To discover what's available:
sudo bpftrace -l 'tracepoint:syscalls:*read*'
sudo bpftrace -l 'kprobe:tcp_*'
sudo bpftrace -l 'uprobe:/usr/lib/x86_64-linux-gnu/libc.so.6:*malloc*'
Aggregations and histograms
bpftrace's aggregations are the part that makes it actually faster than naive instrumentation: aggregation happens in the kernel, only the result crosses to user space.
// Linear histogram, bucket width 100us
@lat = lhist(elapsed_us, 0, 10000, 100);
// Exponential (default) histogram
@bytes = hist(args->count);
// Average, min, max, sum, count
@reads = stats(args->count);
// Per-key
@by_comm[comm] = count(); // count events grouped by process name
@by_pid[pid] = sum(args->count); // sum bytes by PID
Real example: tracing slow disk I/O
Question: which process is making disk I/O slow right now? Plain iostat shows device-level latency; bpftrace can pin it to PIDs.

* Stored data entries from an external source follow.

PR #695, opened 2019-09-30
Added groups to RunnerDetails

bboehmke:
Runners that are assigned to a group will provide the information as a groups list inside the runner details.
Sadly this is currently not documented (or I have not found it).

But here the response from the API:
image


svanharmelen:
Thanks @bboehmke! LGTM!

Issue #696, opened 2019-09-30
Latest changes to runners.go fails


calculiTestUser:
Packages json and strings need to be imported in runners.go.
Runners.go line 87

PR #697, opened 2019-09-30
fix imports

temamagic:
#696 fix


go.mod
```diff
@@ -1,4 +1,4 @@
-module github.com/xanzy/go-gitlab
+module github.com/temamagic/go-gitlab
```
svanharmelen: You should not change this path in a PR.

temamagic: Hm, strange, I'll change this after PR... anyway, thx!

PR #698, opened 2019-10-01
Add template values to CreateProjectOptions

virtualroot:
It enables the creation of a new project from a built-in or custom template.
The feature is available in GitLab Premium, GitLab.com Silver, and higher tiers.

Reference: https://docs.gitlab.com/ce/api/projects.html#create-project


svanharmelen:
Thanks @virtualroot! LGTM!

PR #701, opened 2019-10-04
Add order and sort by to runner jobs options

BimoZX:
This allows runner jobs sort order to be changed from descending to ascending.

References:
- [List runner jobs](https://docs.gitlab.com/ee/api/runners.html#list-runners-jobs)


svanharmelen:
Thanks @BimoZX! LGTM!

PR #710, opened 2019-10-09
Allow all labels to be removed from MR  

### LINKED ISSUE #709: Unable to remove all labels from a merge request
The UpdateMergeRequestOptions struct has omitempty specified in the json and url tags for the Labels field. This causes the method to error when trying to remove all labels from a MergeRequest as the api expects an empty string to be set on the field in this case.

I'm happy to submit a PR to fix it. I think the quickest fix is to change the Labels type to a pointer so it forces it to be marshaled in the cases when the array is specified but empty, although I'm open to suggestions.

ConorNevin:
Fixes #709


ConorNevin:
Thanks @svanharmelen - looking at your PR it only fixes this issue for issues not merge requests.

svanharmelen:
Oeps... Updated just now by adding a commit 👍

svanharmelen:
I had to revert this solution as it caused issues. See #715 for more details...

sudo /usr/share/bcc/tools/biosnoop
Output: one line per block I/O, with PID, comm, device, R/W, sector, size, latency. Sort by latency, find the offenders.

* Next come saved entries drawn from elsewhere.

Issue #632, opened 2019-05-31
Most gitlab APIs support urlencoded strings and this is broken when used in go-gitlab


pschwartz:
The liberal use of the `pathEscape` function leads to issues when using the gitlab api to query things that are path based.

`group/subgroup/project` is valid

`curl --header "PRIVATE-TOKEN: ${token}" https://gitlab.com/api/v4/projects/group%2Fsubgroup%2Fproject` can be used to query it.

But using `gitlab.Client.Projects.GetProjects("group/subgroup/project")` or  `gitlab.Client.Projects.GetProjects("group%2Fsubgroup%2Fproject")` fails to find the searched for group.

These should work in many APIs, a few examples are groups, projects, repository_files

pschwartz:
Here is an example right from the gitlab api docs.

https://docs.gitlab.com/ee/api/repository_files.html#get-file-from-repository

`file_path (required) - Url encoded full path to new file. Ex. lib%2Fclass%2Erb`

pschwartz:
A hack around the issue is to enforce encoding prior to calling the go-gitlab functions. Has anyone else seen this behavior?

svanharmelen:
@pschwartz if I look at the [repository_files](https://github.com/xanzy/go-gitlab/blob/master/repository_files.go) methods, I see that `pathEscape` (like in all other methods) is only used to escape the `project` or `group`. The given `fileName` is escaped using `url.PathEscape` which should properly escape the path following the requirements of the Gitlab API.

> curl --header "PRIVATE-TOKEN: ${token}" https://gitlab.com/api/v4/projects/group%2Fsubgroup%2Fproject can be used to query it.

The fact that this works, means (at least to me) that escaping is not the issue. Can you share any addition info? Maybe a minimal example and the exact error message?

svanharmelen:
@pschwartz do you have any updates or additional details for this one?

svanharmelen:
@pschwartz  any update on this?

ahuret:
Hi @svanharmelen !  I got a case where url encoding seems to break gitlab api.

Here I want to list issues with a label filter:

```
gitlab.Issues.ListProjectIssues(projectID, &gitlab.ListProjectIssuesOptions{Labels: &gitlab.Labels{"my label"}})
```
result to => 
```
curl -H "Private-Token: XXXXXXXXXX" http://gitlab:8081/api/v4/projects/1/issues?labels=%5Bmy+label%5D
```
where
[...]

PR #715, opened 2019-10-14
rollback to ListIssues struct with Labels obj as non pointer

ahuret:
Resolve bug (discussion => #632)


svanharmelen:
Just merged this PR to rollback the changes. It does prove to be a nasty part of the API as without these changes, you cannot unset all labels. But I guess we'll have to look into finding a better solution for this. Thanks!

svanharmelen:
Additional context for people finding this PR:

```
check https://play.golang.org/p/l6tCHGMtBtZ

google/go-querystring#26 says non-nil pointer to slice are not handle properly by the go-querystring library, not exactly in our case but seems there are unexpected behaviors.
```

PR #720, opened 2019-10-24
Fix for the the merge request approvals / allowed approvers function

mvisonneau:
Always submit approver_ids and approved_group_ids for merge request approvals / allowed approvers function


mvisonneau:
According to the documentation and the behaviour of the API, we are required to provide both arguments for every call. If one of them is missing it throws a 4xx error. :(

svanharmelen:
Ok... Then I'll merge this as is... Thanks!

Or build your own — the same thing in bpftrace, 12 lines:
#!/usr/bin/env bpftrace
// biosnoop-mini.bt
kprobe:blk_account_io_start { @start[arg0] = nsecs; }
tracepoint:block:block_rq_complete
/@start[args->sector]/
{
$lat_us = (nsecs - @start[args->sector]) / 1000;
printf("%-12s %-8d %-12s %5d us\n", comm, pid, args->rwbs, $lat_us);
delete(@start[args->sector]);
}
Overhead
eBPF runs in the kernel, attached to events that are already happening. Adding a probe to a high-frequency function (e.g. every read()) costs some nanoseconds per call — usually well under 1% on a real workload, but it shows up if instrumenting truly hot paths. The reasonable rule: instrument first, optimize the instrumentation only if it visibly perturbs the workload.

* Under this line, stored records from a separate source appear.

PR #722, opened 2019-10-25
support 'search' parameter in ListBranches method

DenKoren:
gitlab has 'search' parameter in list reposiory branches method

https://docs.gitlab.com/ce/api/branches.html#list-repository-branches

This MR adds support of this parameter to the gi-gitlab client.

### DIFF
--- a/branches.go
+++ b/branches.go
@@ -52,7 +52,7 @@ func (b Branch) String() string {
 // https://docs.gitlab.com/ce/api/branches.html#list-repository-branches
 type ListBranchesOptions struct {
 	ListOptions
-	Search string `url:"search,omitempty" json:"search,omitempty"`
+	Search *string `url:"search,omitempty" json:"search,omitempty"`
 }
 
 // ListBranches gets a list of repository branches from a project, sorted by
--- a/branches.go
+++ b/branches.go
@@ -50,7 +50,10 @@ func (b Branch) String() string {
 //
 // GitLab API docs:
 // https://docs.gitlab.com/ce/api/branches.html#list-repository-branches
-type ListBranchesOptions ListOptions
+type ListBranchesOptions struct {
+	ListOptions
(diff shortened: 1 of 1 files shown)


branches.go
```diff
@@ -50,7 +50,10 @@ func (b Branch) String() string {
 //
 // GitLab API docs:
 // https://docs.gitlab.com/ce/api/branches.html#list-repository-branches
-type ListBranchesOptions ListOptions
+type ListBranchesOptions struct {
+	ListOptions
+	Search string `url:"search,omitempty" json:"search,omitempty"`
```
svanharmelen:
```suggestion
	Search *string `url:"search,omitempty" json:"search,omitempty"`
```

DenKoren: I just tested the behaviour with this code:
```go
	opt := &gitlab.ListBranchesOptions{
		Search: "",
	}

	encodedJson, _ := json.Marshal(opt)
	values, _ := query.Values(opt)

	fmt.Println(string(encodedJson))
	fmt.Println(values.Encode())
```

Without the pointer it works as expected on empty string:
```text
{}

```

What kind of edge case do you see? I can't figure out circumstances that will lead to empty value appearance in query line or json.

svanharmelen: In this specific case you are right, but in general setting the field with an empty string is not the same as not setting the field at all. So to make the client be able to differentiate between those two, this need to be a pointer.

DenKoren:
One thing I have to warn about: tere is a change of initialization process here.
Before the change this worked:
```
opts := &ListBranchesOptions{
    PerPage: 100
    Page: 1
}
```

Now it will expect this for pagination initialization:
```
opts := &ListBranchesOptions{
    ListOptions: {
        PerPage: 100
        Page: 1
    }
}
```

For already initialized structures everything remains unchanged:
```
opt := &gitlab.ListBranchesOptions{}
opt.Page = 1
opt.PerPage = 100
```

What's not bpftrace's lane
- Long-running production telemetry — for that, the structured-output BPF-based projects (parca-agent, pixie, cilium/tetragon, biotop running as a service) are the right tool.
- Modifying behavior — bpftrace is read/aggregate only; full eBPF programs can edit packets, redirect syscalls, etc. but that's a C-with-libbpf workflow.
- Kernels older than 4.18 — usable, but BTF and many tracepoints will be missing.